Protein Dynamics in the Bacteriorhodopsin Photocycle: A Nanosecond Step-Scan FTIR Investigation of the KL to L Transition

Abstract

A time-resolved step-scan FTIR spectrometer with a time resolution of 20 ns was developed and used to investigate the KL to L transition in the photocycle of bacteriorhodopsin in the time range from −60 to 940 ns. Broadband FTIR absorbance difference spectra with a spectral range of 850−2050 cm-1 and a spectral resolution of 4 cm-1 have been obtained. Our data show that there are two sets of BR photoproduct difference bands exhibiting different kinetics.

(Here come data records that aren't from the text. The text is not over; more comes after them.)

PR #1952, opened 2021-11-10
VZ-3899.  Update fluend sidecar configmap if necessary

michael-cico:
# Description

In the 1.1 release the fluentd sidecar parse rules for WLS have been updated to accommodate additional log file types that might be available in the server container (nodemanager, access, and domain logs, in addition to the server log).  On upgrade, however, the configmap is not updated.  If the configmap has not changed, the resultant update will be a no-op.  

Also
- renabled the new WLS logging tests, conditionalized for 1.1+
- Added a general utility for conditional execution of a test spec

Fixes VZ-3899.

# Checklist 

### DIFF
--- a/application-operator/controllers/logging/fluentd.go
+++ b/application-operator/controllers/logging/fluentd.go
@@ -165,12 +165,10 @@ func (f *Fluentd) ensureFluentdConfigMapExists(namespace string) error {
 		return err
 	}
 
-	if !configMapExists {
-		if err = f.Create(f.Context, f.createFluentdConfigMap(namespace), &k8sclient.CreateOptions{}); err != nil {
-			return err
-		}
+	if configMapExists {
+		return f.Update(f.Context, f.createFluentdConfigMap(namespace), &k8sclient.UpdateOptions{})
 	}
-	return err
+	return f.Create(f.Context, f.createFluentdConfigMap(namespace), &k8sclient.CreateOptions{})
 }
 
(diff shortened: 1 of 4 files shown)


pfmackin (dismissed):

pfmackin (approved):

guoyongzhang:
Will ensureFluentdConfigMapExists() get called? During normal upgrade,  !upToDate in https://github.com/verrazzano/verrazzano/blob/master/application-operator/controllers/logging/fluentd.go#L68 would be false, right?

guoyongzhang:
Possible to moving f.ensureFluentdConfigMapExists(resource.Namespace) out of the "if" block?  Any updates to configmap will not cause app restart.

pfmackin:
> > Will ensureFluentdConfigMapExists() get called? During normal upgrade, !upToDate in https://github.com/verrazzano/verrazzano/blob/master/application-operator/controllers/logging/fluentd.go#L68 would be false, right?
> 
> Ideally we don't want anything updated until it's intended (app restart, initial deployment). I think @pfmackin 's change will prevent this from being called at an appropriate time.
> 
> @pfmackin do you agree?

Yes, this change is good.  My change will prevent the code from getting this far unless the user modified the restart annotation or the workload spec.

michael-cico:
> Possible to move f.ensureFluentdConfigMapExists(resource.Namespace) out of the "if" block? Any updates to configmap will not cause app restart.

Will do this as either part of Paul's next change, or a separate one.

The intensity changes of bands attributed to structural changes of the carboxyl groups Asp-96 and Asp-115 as well as of bands assigned to CC and CC stretching modes of the chromophore show single exponential behavior with a time constant of about 400 ns, implying that these two processes are coupled. The time-dependent intensity changes of bands attributed to structural changes of the chromophore region near the Schiff base exhibit slower kinetics with a time constant of about 2 μs. We interpret our data in terms of a process during the KL to L transition where structural changes of the β-ionone ring end of the chromophore and of Asp-115 occur faster than changes at the Schiff base region of the chromophore. Under our physiological sample conditions, a perturbation of Asp-115 occurs in the first 20 ns in contrast to results from hydrated films where this process is blocked or occurs more slowly. This fast protein response indicates that there is direct coupling between the carboxylic acid residues and the chromophore. Comparison of our data with low-temperature and microsecond time-resolved infrared spectra of the L intermediate in hydrated films of BR indicates that a different L structure is produced when the water activity is low.